====== TASK INPUTS

PR #68, opened 2025-02-19
Support new card-based mettagrid

daveey:


daveey (commented):
Updating to match mettagrid repo

PR #70, opened 2025-02-20
Zip files and dont extend data for artifacts

daphnedemekas:


rl/eval/eval_stats_db.py
```diff
@@ -105,15 +106,20 @@ def __init__(self, artifact_name: str, wandb_run):
...
         logger.info(f"Loaded {len(artifact_dirs)} artifacts")
         all_records = []
         for artifact_dir in artifact_dirs:
-            json_files = [f for f in os.listdir(artifact_dir) if f.endswith('.json')]
-            if len(json_files) != 1:
-                raise FileNotFoundError(f"Expected exactly one JSON file in {artifact_dir}, found {len(json_files)}")
-            json_path = os.path.join(artifact_dir, json_files[0])
-            with open(json_path, "r") as f:
-                data = json.load(f)
+            files = [f for f in os.listdir(artifact_dir) if f.endswith('.json') or f.endswith('.json.gz')]
```
daveey, line 113: let's just do this once, when you download it? that way you can always just open .json, and the only time you have to think about gzip is after download and before upload

daveey (changes requested):

daveey (approved):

============

- EXERCISE OBJECTIVE -
Apply a filter for "data" to the entries and show each line that passes.

- EXERCISE RESULT -
Zip files and dont extend data for artifacts
-                data = json.load(f)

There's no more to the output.